Fine-grained graph representation learning for heterogeneous mobile networks with attentive fusion and contrastive learning

AI becomes increasingly vital for telecom industry, as the burgeoning complexity of upcoming mobile communication networks places immense pressure on network operators. While there is a growing consensus that intelligent network self-driving holds the key, it heavily relies on expert experience and knowledge extracted from network data. In an effort to facilitate convenient analytics and utilization of wireless big data, we introduce the concept of knowledge graphs into the field of mobile networks, giving rise to what we term as wireless data knowledge graphs (WDKGs). However, the heterogeneous and dynamic nature of communication networks renders manual WDKG construction both prohibitively costly and error-prone, presenting a fundamental challenge. In this context, we propose an unsupervised data-and-model driven graph structure learning (DMGSL) framework, aimed at automating WDKG refinement and updating.
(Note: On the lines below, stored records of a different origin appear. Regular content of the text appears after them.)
PR #1299, opened 2021-05-30
Alert users that biometric lock requires setting up a pin code

### LINKED ISSUE #1256: Security: Improve Flow
### Details:

Whenever the **FaceID** row is pressed and there is no Passcode set, we should display an Alert as follows:

cc @SylvesterWilmott

charliescheer:
### Fix
This PR fixes #1256 

To be able to use the biometric locks on iOS (face ID or touch ID) a user needs to also setup a pin lock code.  Currently when you try to set it up without having a pin code setup, the pin code setup appears without any notification.  

In this PR I have added an alert that pops up informing the user that they need a pin code to use the biometrics and giving them a chance to concur or to dismiss the setup.

Note that in the original issue the request was just for this alert to setup face ID, but touch id has the same need of setting up a pin code, so I extended the change to deal with touch ID as well. cc: @SylvesterWilmott 

Face ID:

Touch ID:

### Test
1. on a device with face id go to simplenote > sidebar > Settings
2. once there disable the pin lock if it is currently enabled
3. tap on the biometric switch. An alert asking you to setup the pin code will appear
4. test canceling the setup (the switch should switch to off) and test setting up a pin code
5. Repeat steps with a touch id device if possible  (make sure the touch id/face id titles show up correctly based on the device used)

### Review

### DIFF
--- a/Simplenote/Classes/SPSettingsViewController.m
+++ b/Simplenote/Classes/SPSettingsViewController.m
@@ -668,18 +668,19 @@ typedef NS_ENUM(NSInteger, SPOptionsDebugRow) {
 
 - (UIAlertController*)pinLockRequiredAlert
 {
-    NSString* alertTitle = NSLocalizedString(([NSString stringWithFormat:@"To enable %@, you must have a passcode setup first.", self.biometryTitle]),
-                                             @"Prompt to setup passcode before biomtery lock");
-    UIAlertController* alert = [UIAlertController alertControllerWithTitle:self.biometryTitle
+    NSString *alertTitleTemplate = NSLocalizedString(@"To enable %1$@, you must have a passcode setup first.",
+                                                     @"Prompt to setup passcode before biomtery lock. Parameters: %1$@ - biometry type (Face ID or Touch ID");
+    NSString *alertTitle = [NSString stringWithFormat:alertTitleTemplate, self.biometryTitle];
+    UIAlertController *alert = [UIAlertController alertControllerWithTitle:self.biometryTitle
                                                                    message:alertTitle
                                                             preferredStyle:UIAlertControllerStyleAlert];
 
-    NSString* setupTitle = NSLocalizedString(@"Set up Passcode", @"Setup a passcode action button");
+    NSString *setupTitle = NSLocalizedString(@"Set up Passcode", @"Setup a passcode action button");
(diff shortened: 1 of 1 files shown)


Simplenote/Classes/SPSettingsViewController.m
```diff
@@ -660,11 +660,33 @@ - (void)touchIdSwitchDidChangeValue:(UISwitch *)sender
 {
     SPPinLockManager.shared.shouldUseBiometry = sender.on;
 
-    if (![self isPinLockEnabled]) {
-        [self showPinLockViewController];
+    if (![self isPinLockEnabled] && [self.biometrySwitch isOn]) {
+        UIAlertController* alert = [self pinLockRequiredAlert];
```
eshurakov, line 664: Nitpick: `*` should be glued to the variable name: `UIAlertController *alert`

Simplenote/Classes/SPSettingsViewController.m
```diff
@@ -660,11 +660,33 @@ - (void)touchIdSwitchDidChangeValue:(UISwitch *)sender
...
+        [self presentViewController:alert animated:YES completion:nil];
     }
 }
 
+- (UIAlertController*)pinLockRequiredAlert
+{
+    NSString* alertTitle = NSLocalizedString(([NSString stringWithFormat:@"To enable %@, you must have a passcode setup first.", self.biometryTitle]),
+                                             @"Prompt to setup passcode before biomtery lock");
```
eshurakov: Note: this localization string won't be correctly exported because localization "key" is known only in runtime.
Basically it is now like this:
```
NSString *localizationKey = can-be-anything;
NSString *alertTitle = NSLocalizedString(localizationKey, @"...");
```

When we try to export localization keys to get them translated, the tool won't know what is the key. It is a variable, so it can be anything.

Localization keys have to be explicit. In this particular case we can rewrite it like this:

```
NSString *alertTitleTemplate = NSLocalizedString(@"To enable %1$@, you must have a passcode setup first.", @"Prompt to setup passcode before biomtery lock. Paramteres: %1$@ - biometry type (Face ID or Touch ID)");
NSString *alertTitle = [NSString stringWithFormat: alertTitleTemplate, self.biometryTitle];
```

eshurakov (approved):
Works as advertised 👍 

Pre-approving now. After fixing the issue with localized string should be good to go!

Tackling WDKG heterogeneity involves stratifying the network into homogeneous layers and refining it at a finer granularity. Furthermore, to capture WDKG dynamics effectively, we segment the network into static snapshots based on the coherence time and harness the power of recurrent neural networks to incorporate historical information. Extensive experiments conducted on the established WDKG demonstrate the superiority of the DMGSL over the baselines, particularly in terms of node classification accuracy.